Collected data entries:
PR #14458, opened 2026-07-23
fix: re-check node-password secret via apiserver before create

SebTardif:
## Summary

Fixes a race where deferred node-password secret validation can log
`AlreadyExists` after a server restart when the secret informer cache is
behind the apiserver.

`ensure()` now:

1. Tries the cache
2. On miss, confirms with a direct apiserver get
3. Creates only if still missing
4. On create race / AlreadyExists, re-verifies uncached

Ref #11354

## AI disclosure

This change was prepared with AI-assisted tooling. I reviewed and own the
code and description.

## Test plan

- [x] Unit tests in `pkg/nodepassword/ensure_test.go`:
  - cache hit (no Create)
  - cache miss + apiserver hit (no Create; restart lag case)
  - create when missing
  - Create AlreadyExists race then uncached verify
  - wrong password must not Create
- [x] `GOOS=linux CGO_ENABLED=0 go test -c ./pkg/nodepassword` compiles
- [ ] CI package tests on Linux

### DIFF
--- a/pkg/nodepassword/controller.go
+++ b/pkg/nodepassword/controller.go
@@ -58,9 +58,19 @@ func Register(ctx context.Context, coreClient kubernetes.Interface, secrets core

[Problem to work on] The lines to copy run from the first line of the entries to the line containing "## Test plan"; copy them exactly and output nothing else.

[The answer]
PR #14458, opened 2026-07-23
fix: re-check node-password secret via apiserver before create

SebTardif:
## Summary

Fixes a race where deferred node-password secret validation can log
`AlreadyExists` after a server restart when the secret informer cache is
behind the apiserver.

`ensure()` now:

1. Tries the cache
2. On miss, confirms with a direct apiserver get
3. Creates only if still missing
4. On create race / AlreadyExists, re-verifies uncached

Ref #11354

## AI disclosure

This change was prepared with AI-assisted tooling. I reviewed and own the
code and description.

## Test plan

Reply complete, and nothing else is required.